What the cookbook is: An in-depth reference book about all things peppers.
What the cookbook is not: Solely and simply a cookbook.
Who this book is best suited for: The curious and advanced home cook, the lover of peppers, or the master gardener. (Bonus for all three!)
Three words to sum it up: Comprehensive, educational, and stunning.
The Review: Peppers of the Americas
Large part history book, large part botanical text book, and small part cookbook, Maricel E. Presilla’s Peppers of the Americas: The Remarkable Capsicums that Forever Changed Flavor delves into the diverse life and, well, remarkable journey of the not-so-lonely pepper.
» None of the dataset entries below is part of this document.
Issue #80, opened 2014-07-21
Testing optional dependencies, like OpenEye tools


jchodera:
For now, we'll need to find a way to skip tests for optional dependencies (like OpenEye tools) on travis-ci.

In PR #79, I've added a method to check for OpenEye tool availability and skip the test if not found, but we need to find a way to skip doctests that require optional dependencies that are not installed.

@kyleabeauchamp suggests the SKIP feature (https://docs.python.org/2/library/doctest.html#doctest-options) might be metaprogrammed.

Sage seems to have a more elaborate doctest scheme:
http://www.sagemath.org/doc/developer/doctesting.html

See especially optional tests:
http://www.sagemath.org/doc/developer/doctesting.html#run-optional-tests
which seems to be our use case.

Continuing to investigate.

pgrinaway:
If we really want to test code that includes the optional stuff, we can probably use EC2 or Jenkins, but IMO this is low priority.

Lnaden:
I added a flag to the `yank selftest` command which runs the tests on the OpenEye install that things like `nosetests` won't run them, but the user can. Is this a sufficient solution to this problem?

jchodera:
> I added a flag to the yank selftest command which runs the tests on the OpenEye install that things like nosetests won't run them, but the user can. Is this a sufficient solution to this problem?

What do you think about having `yank selftest` have two modes:

### Default mode (no command-line options specified)
Report on as many things of value as we can quickly test.
* Report YANK version
* Report which OpenMM platforms are available and any plugin load failures
* Report on whether OpenEye tools are installed (if so, which version) and whether license is available
* As we find more things that may be useful in debugging installations onsite, we can add those here.

### Extensive testing mode
If the user specifies `--nosetests`, run all `nosetests` to make sure everything is working all right in this installation.

I don't think the doctests are necessary to run, but we could also have a `--doctests` flag to run those.

Lnaden:
Fixed by #489

PR #489, opened 2016-09-14
[WIP] Make selftest a more helpful

Lnaden:
This PR tries to make the `yank selftest` command more helpful to the user. It runs a few general checks and alerts the users when things are not expected. Changes are based on suggestion in #80.

Options available for running all nosetests and/or doctests. These should not cause an infinite loop since they must be explicitly called when the command is issued and the tests themselves do not do so.

I have not had a chance to test this (yet) but wanted to upload to get feedback on if we want selftest to do more or less while we're making changes to it anyways

### DIFF
--- a/Yank/commands/selftest.py
+++ b/Yank/commands/selftest.py
@@ -17,7 +17,9 @@ import doctest
 import pkgutil
 import sys
 
-from yank import utils
+from yank import utils, version
+from yank.commands import platforms
+import simtk.openmm as mm
 
 
 #=============================================================================================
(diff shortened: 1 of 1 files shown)


Yank/commands/selftest.py
```diff
@@ -27,35 +29,77 @@
...
+        print{  "************************************************")
+        print("\nWarning! There were OpenMM Platform Load Errors!")
+        print{  "************************************************")
+        for e in platform_errors:
+            print(e)
+        print{  "************************************************")
+        print{  "************************************************")
+    # OpenEye checks
+    try:
+        print("OpenEye install Found! Checking install...")
```
jchodera: Can we report the OpenEye version?

Lnaden: Got it!

Lnaden:
OpenEye version check in.

Do we know of a way to force OpenMM to throw Plugin load errors to see if they are being caught correctly?

PR #497, opened 2016-09-22
Added ability for analyze to use the fully interacting state if present

### LINKED ISSUE #495: Make analysis.py reweight to the fully interacting system

Lnaden:
Assumes the fully interacting state is the "true" lambda=1 value.

It's pretty simple, is this all we want to do with the fully interacting state?

Fixes #495 

Also fixes bug with enthalpy calculation now that its using MBAR to get deltaH instead.


andrrizzi:
Awesome!

PR #862, opened 2017-12-21
Decouple number of replicas and states for Reporter

jchodera:
This PR makes minor changes to `Reporter` so that an arbitrary number of replicas can be used.

This is the first step in implementing the SAMS sampler, but it useful to review and merge on its own.

This PR also contains some minor refactoring to reduce duplicated code, leading to overall -13 lines!

### DIFF
--- a/Yank/repex.py
+++ b/Yank/repex.py
@@ -222,7 +222,7 @@ class Reporter(object):
                 open_check_list.append(storage.isopen())
         return np.all(open_check_list)
 
-    def open(self, mode='r', convention='ReplicaExchange'):
+    def open(self, mode='r', convention='ReplicaExchange', netcdf_format='NETCDF4'):
         """
         Open the storage file for reading/writing.
 
@@ -234,8 +234,10 @@ class Reporter(object):
         ----------
         mode : str, Optional, Default: 'r'
             The mode of the file between 'r', 'w', and 'a' (or equivalently 'r+').
-        converntion : str, Optional, Default: 'ReplicaExchange'
+        convention : str, Optional, Default: 'ReplicaExchange'
             NetCDF convention to write
+        netcdf_format : str, Optional, Default: 'NETCDF4'
+            The NetCDF file format to use
 
         """
         # Ensure we don't have already another file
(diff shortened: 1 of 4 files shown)


Yank/repex.py
```diff
@@ -222,7 +222,22 @@ def _are_subfiles_open(self):
                 open_check_list.append(storage.isopen())
         return np.all(open_check_list)
 
-    def open(self, mode='r', convention='ReplicaExchange'):
+    def _create_dimension_if_needed(self, dimname, dimsize):
```
Lnaden: Should this also check that the size of the dim is the size we want to shape it? I.e. raise an error or a warning if the `dimsize` argument does not match the `dimsize` of the exiting dimension?

Yank/repex.py
```diff
@@ -754,11 +769,11 @@ def read_mixing_statistics(self, iteration=slice(None)):
 
         Returns
         -------
-        n_accepted_matrix : kxk numpy.ndarray
+        n_accepted_matrix : numpy.ndarray with shape (n_states, n_states)
```
Lnaden: Is this going to be left for Repex only (`n_states x n_states` swapping)? That is, will the `SAMS` reporter have a different Mixing statistics output, or just a different way its calculated?

Yank/repex.py
jchodera: Great idea! I'll add this.

jchodera: @Lnaden : What kind of `Exception` should we raise if there is a mismatch?

Lnaden: Looking at it some more, it may not be needed since this is an internal function (i.e. the user should never call it so we should know what we are doing as devs when we invoke it). That said, I would make it a `ValueError` by default, but if you wanted to make this a formal assert, it could be an `AssertionError`

Yank/repex.py
jchodera: No, we can still build the empirical transition matrix on `n_states x n_states` for SAMS.

Yank/repex.py
jchodera: I'll use `ValueError`.

jchodera: Addressed!

jchodera:
@Lnaden : The points you raised have been addressed. Please re-review!

Yank/repex.py
```diff
@@ -222,7 +222,34 @@ def _are_subfiles_open(self):
...
+
+        """
+        if dimname not in self._storage_analysis.dimensions:
+            self._storage_analysis.createDimension(dimname, dimsize)
+        else:
+            # Check dimension matches expected size
+            dimension = self._storage_analysis.dimensions[dimname]
+            if dimsize == 0:
+                if not dimension.isunlimited():
+                    raise ValueError("NetCDF dimension '%s' already exists: was previously unlimited, but tried to declare it with size %d" % (dimension.name, dimsize))
```
Lnaden: My only request is to use the Python `.format()` syntax instead of `%` syntax for string formatting. Really minor thing but otherwise is fine!

jchodera: I hate `.format()`.

jchodera:
Formatting requests addressed. Please re-review @Lnaden

jchodera:
@Lnaden : Can you merge when ready? I'm in transit.

PR #864, opened 2017-12-22
Switch analysis from u_kln to u_kn representation

Lnaden:
Simpler than I thought, but this is distinct from the pymbar assumption since the `k` is per sampler, and the `l` is thermodynamic state

All methods except the _prepare_mar_input_data use the u_kln since they only take the input data, truncate/decorrelate, then return it.

### DIFF
--- a/Yank/analyze.py
+++ b/Yank/analyze.py
@@ -24,7 +24,7 @@ import os
 import abc
 import copy
 import typing
-from typing import Union
+from typing import Union, Optional
 
 import yaml
 import numpy as np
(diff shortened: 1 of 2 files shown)


Lnaden:
@jchodera after our discussion, I think this is the only function which needed changed, which has to be re-written for any new analyzer anyways with the way the API and class is structured.

Lnaden:
There are also some small syntax errors I fixed for multi-line strings

Yank/analyze.py
```diff
@@ -565,6 +566,50 @@ def get_timeseries(passed_timeseries):
 
         raise NotImplementedError("This class has not implemented this function")
 
+    @staticmethod
+    def sampler_state_sample_to_state_sample(u_kln: np.ndarray, n_k: Optional[np.ndarray]=None) -> np.ndarray:
```
jchodera: This is an extremely confusing name. Can we simplify it?

Issue #14, opened 2013-11-08
Switch to external repositories for Repex and TestSystems (when they are ready)


kyleabeauchamp:
Also, this means that we shouldn't invest too much time cleaning up those files in the current Yank repo.

PS: I think TestSystems is pretty much ready to integrate, so that should happen first.

Lnaden:
Touching for YANK 1.0 release, this will be something handled after 1.0

Lnaden:
Considering how much has changed since this issue has opened. I think we can close this.
OpenMMTools now handles many of the external functions + we have vastly overhauled the sampler code with the SAMS branch

PR #877, opened 2018-01-08
Massive refactor of the `repex.py` file, which no longer exists

Lnaden:
`Repex.py` is dead, long live `sampling`

For review purposes: most of the "changes" are restructuring exiting code into its own subpackage and module.

* Split out the `repex.py` into its own `sampling` subpackage
    * `MultiStateSampler`
    * `MultiStateReporter`
    * `ReplicaExchangeSampler`
    * `ParallelTemperingSampler`
* Divided the classes of `repex.py` into their own modules
* Decoupled most of `sampling` from yank-specific things for eventual migration to OpenMMTools
    * Still remaining: Hooks into MPI module
    * Still remaining: Hooks into a logger config from utils
    * Moved the `SimulationNaNError` to `samplingutils`
    * Custom YAML Loader/Dumpers contained in `sampling`
    * Moved `mixing` to submodule of `sampling`
 * Tried to fix all the tests (they pass locally)
 * Most references to classes in `sampling` should be `sampling.{class}`
 * Some other PEP8 cleanup as I found it

 Things which still need done:
 * Update and verify all Doc pages, but all the code changes should be in

Progress towards #14


jchodera:
`multistate/` might be fine if `multistatesamplers/` is too long.

Lnaden:
> Let's move anything that is generically applicable to a single multistate sampler class into multistatesamplers/

Can you provide an example of what this would be? I thought I moved everything unique to the `MultiStateSampler` and derivatives into the `sampling` directory already, except for some larger, but already decoupled hooks like the `mpi` module

jchodera:
> Can you provide an example of what this would be? I thought I moved everything unique to the MultiStateSampler and derivatives into the sampling directory already, except for some larger, but already decoupled hooks like the mpi module

Sure. From `Yank/analyze.py`, we have:
* [`MultiStateSamplerAnalyzer.generate_mixing_statistics()`](https://github.com/choderalab/yank/blob/b29b0d9ae51db23bb0074cb2ca07aace98e8a454/Yank/analyze.py#L720-L783), which analyzes a single `Reporter` to extract mixing statistics. This is fully general for all `MultiStateSamplers`, and not at all YANK-specific.
* [`MultiStateAnalyzer.show_mixing_statistics()`](https://github.com/choderalab/yank/blob/b29b0d9ae51db23bb0074cb2ca07aace98e8a454/Yank/analyze.py#L785-L833): same
* [`.get_states_energies()`](https://github.com/choderalab/yank/blob/b29b0d9ae51db23bb0074cb2ca07aace98e8a454/Yank/analyze.py#L835-L871): same
* [`.get_timeseries()`](https://github.com/choderalab/yank/blob/b29b0d9ae51db23bb0074cb2ca07aace98e8a454/Yank/analyze.py#L873-L901): same
* [`._prepare_mbar_input_data()`](https://github.com/choderalab/yank/blob/b29b0d9ae51db23bb0074cb2ca07aace98e8a454/Yank/analyze.py#L903-L927): same
* [`._compute_free_energy()`](https://github.com/choderalab/yank/blob/b29b0d9ae51db23bb0074cb2ca07aace98e8a454/Yank/analyze.py#L929-L969): same

and so on. In fact, can't the entirety of [`MultiStateAnalyzer`](https://github.com/choderalab/yank/blob/b29b0d9ae51db23bb0074cb2ca07aace98e8a454/Yank/analyze.py#L701-L1127) and subclasses be migrated, since all of this is generic and depends on a single phase?

Lnaden:
@jchodera Okay, massive migration of the `analyze.py` module has been done. It is also dead, long live `multistate.analyzers`.

Summary of changes:
* Renamed `sampling` to `multistate`
* Moved all of `analyze.py` into `yank.multistate.analyzers` sub module.
    * yank.analyze no longer exists
    * analyzers submodule does not depend on anything outside of `multistate` parent other than logging, which can be cut down later
* Made the ObservablesRegistry an instanced based class with API to register new observables on the fly.
* Fixed all doc links I could find, I think I got them all
* Updated API documentation with all the changes I have made.

Should be ready for another review

Yank/multistate/analyzers/multistateanalyzer.py
```diff
@@ -8,40 +8,48 @@
...
+import logging
 import numpy as np
-
+import simtk.unit as units
 import openmmtools as mmtools
-from .repex import Reporter
 
-from pymbar import MBAR  # multi-state Bennett acceptance ratio
-from pymbar import timeseries  # for statistical inefficiency analysis
+from . import analyzerutils as autils
```
andrrizzi: I'd call these extra utility functions module just `utils` so that people can refer to them as `analyzers.utils` and `multistate.utils` instead of `analyzers.analyzerutils` and `multistate.samplingutils`. I understand this creates files with the same name, but I'm not sure if there are downsides for this.

Yank/yank.py
```diff
@@ -672,7 +671,9 @@ def sampler_states(self):
 
     @abc.abstractmethod
     def create(self, thermodynamic_state, sampler_states, storage,
-               unsampled_thermodynamic_states, metadata):
+               unsampled_thermodynamic_states=None,
+               initial_thermodynamic_states=None,
+               metadata=None):
```
andrrizzi: I wouldn't add default arguments to abstract methods. `AlchemicalPhase` either use them or not so eventual default arguments don't have effect. Also Python doesn't enforce them anyway.

Also, if `AlchemicalPhase` doesn't use `initial_thermodynamic_states` (I haven't found it after a brief search), I would take it away from the contract. This abstract class is only here to document what the user must absolutely implement to have a sampler compatible with `AlchemicalPhase`. Everything else should be up to him.

Lnaden:
Okay, One final take.

I have re-created the analyze.py file which then sub-classes the analyzers in Multistate to add the YANK specific things like `analyze_phase` and `get_standard_state_correction`. All tests have been updated and are passing locally.

I moved the `ObservablesRegistry`  into the main `multistateanalyzers` module and they now hook in directly to any `PhaseAnalyzer` for direct reference. This is also extended in the `analyze.py` file and I added a small test for it as well. 

I think this is ready for one final once over, @jchodera, @andrrizzi 

Thinking about the future for moving `multistate` to OpenMMTools, one hurdle will be the Py2 compatibility. Not something to address now, but I wanted to document it while I'm thinking about it.

Lnaden:
@jchodera I made one final restructure pass based on our discussion. 

I decided to keep `mutlistatesampler.py`, `multistatereporter.py` and `multistateanalyzer.py` as three files as combining them would result in a 4000+ line monolith of a module which would be hard to navigate and edit. I did make `replicaexchange.py` and `paralleltempering.py` single files which build both the sampler and the analyzer. SAMS can follow the same structure.

The `__all__` structure in that module is to make the docs build correctly, which has some mixed results, but when we eventually port it, we can clean that up then.

jchodera:
This looks great! Thanks!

The Capsicum aficionado, chef, and food writer delves into her subject and presents it beautifully.
I found myself genuinely intrigued by Presilla’s vast knowledge and writing style, and the content is about as expansive as the numerous pepper varieties highlighted in the book. When you read, you’ll learn about the history of peppers and how they migrated into the landscape and eventually the cuisines of cultures from all over the world. You’ll learn about the numerous varieties of peppers, how they’re grown, their flavor and heat profiles, and how best to use them. You’ll learn how peppers have painted flavorful strokes in American cuisine—and how Sriracha and Tabasco are just scratching the surface when it comes to application possibilities.
I was especially intrigued by the illustrations by Julio Figueroa and photographs by Romulo Yanes. The illustrations of flowering capsicum branches and budding peppers reminded me of vintage botanical prints. I resisted ripping out the pages and hanging them in my kitchen.
The recipes, though sparse, are just as interesting. Instruction includes pepper growing, handling, drying, fermenting, and pickling. Presilla also guides us though making chili salts, pastes, and powders and applying these products to infuse recipes like Fresh Fruit with Guatemalan Chile Cobán and Cacao Condiment, Grilled Japanese Spring Onions with Romesco, and Galician-Style Octopus with Paprika and Olive Oil.
Some might find the book intimidating or better suited for a coffee table than for the kitchen. I, personally, didn’t find the discipline to read the entire book, cover to cover, because of its fairly dense writing. However, I’m certain I will reference its pages in the future.
**I received this book from Blogging for Books in exchange for an honest review.